Conversion Mechanisms of Carbon, Nitrogen, and Phosphorus in Ozone-Fixed-Bed and Membrane Bioreactors for Deep Treatment of Municipal Tail Water

Abstract

An ozone-oyster shell fixed-bed bioreactor (OFBR) and a membrane bioreactor (MBR) were constructed and operated for about half a year for the deep treatment of municipal tail water. Pilot-scale test results showed that the combined OFBR-MBR had high removal efficiencies for carbon, ammonium, and phosphorus, and mean removal efficiencies for chemical oxygen demand, ammonium, total nitrogen, and total phosphorus (TP) were 75%, 99%, 20%, and 40%, respectively.

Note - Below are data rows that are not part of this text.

Issue #146, opened 2021-05-24
Maven cannot resolve avroutil1:helper:0.2.32 dependency


narner90:
I get the following error from Maven when including avro-codegen version 0.2.32:
```
Cannot resolve com.linkedin.avroutil1:helper:0.2.32
```

My dependency is specified as: 
```
<dependency>
    <groupId>com.linkedin.avroutil1</groupId>
    <artifactId>avro-codegen</artifactId>
    <version>0.2.32</version>
    <type>pom</type>
</dependency>
```

And the repository as:
```
<repository>
    <id>linkedin</id>
    <name>linkedin</name>
    <url>https://linkedin.bintray.com/maven/</url>
</repository>
```

Here is the relevant snippet from the avro-codegen POM that maven downloads. **Should `helper` be `helper-all` here?**
```
<dependency>
      <groupId>com.linkedin.avroutil1</groupId>
      <artifactId>helper</artifactId>
      <version>0.2.32</version>
      <scope>runtime</scope>
</dependency>
```

Thanks!

radai-rosenblatt:
we do not publish the "thin" artifact.
have you tried helper-all ?

narner90:
Thanks for the reply - `helper-all` works fine on its own for me.

I suspect it is the `avro-codegen` POM [bintray link](https://bintray.com/linkedin/maven/avro-util#files/com%2Flinkedin%2Favroutil1%2Favro-codegen%2F0.2.33) is the issue here, as it specifies `helper` rather than `helper-all` as a dependency.

radai-rosenblatt:
you are correct. the pom produced for codegen (https://linkedin.jfrog.io/artifactory/avro-util/com/linkedin/avroutil1/avro-codegen/0.2.35/avro-codegen-0.2.35.pom) refers to helper and not helper-all.
i'll see what can be done to fix that

radai-rosenblatt:
should be fixed now

PR #155, opened 2021-06-11
fix published dependencies for codegen, publish spotbugs, kill bintray bits

radai-rosenblatt:
should also address #146

### DIFF
--- a/avro-codegen/build.gradle
+++ b/avro-codegen/build.gradle
@@ -50,3 +50,88 @@ shadowJar {
     //needs to have a classifier to not overwrite the regular jar
     classifier = "all"
 }
+
+publishing {
+    publications {
+        maven(MavenPublication) {
+            groupId project.group
+            artifactId project.name
+            version project.version
+
+            from components.java
+            artifact sourceJar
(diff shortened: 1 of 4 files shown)


avro-codegen/build.gradle
```diff
@@ -49,4 +49,89 @@ jar {
...
+                description = 'utilities for writing code that works across major avro versions'
+                url = 'https://github.com/linkedin/avro-util'
+
+                licenses {
+                    license {
+                        name = 'BSD 2-Clause'
+                        url = 'https://raw.githubusercontent.com/linkedin/avro-util/master/LICENSE'
+                    }
+                }
+                developers {
```
FelixGV, line 77: Have these folks ever contributed to the project 🤣 ...?

FelixGV (approved):

avro-codegen/build.gradle
radai-rosenblatt: yes, thayve also contributed to the helper codebase back when it was an internal project and so github history is distorted.
we really need some gradle magic to not repeat this pom blurb so many time though ...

Refractory organics in the municipal tail water were transformed to biodegradable organics in the OFBR, and the MBR effectively intercepted the surplus micro-molecular organics and microbes. Ammonium was mostly converted to nitrate, ∼10% of which was released as nitrogen gas through nitrification and denitrification by commonly known aerobic ammonia-oxidizing bacteria, nitrite-oxidizing bacteria, and denitrifying bacteria in the OFBR-MBR. The sludge was enriched in TP, which could be removed via surplus sludge discharge when sludge loading increased to overload amounts. Total removal depended on the uptake of phosphorus-accumulating organisms in the aerobic phase. Conversion mechanisms of carbon, nitrogen, and phosphorus in the OFBR-MBR system might be further adjusted to optimize process operation parameters, which might result in greater application of this system.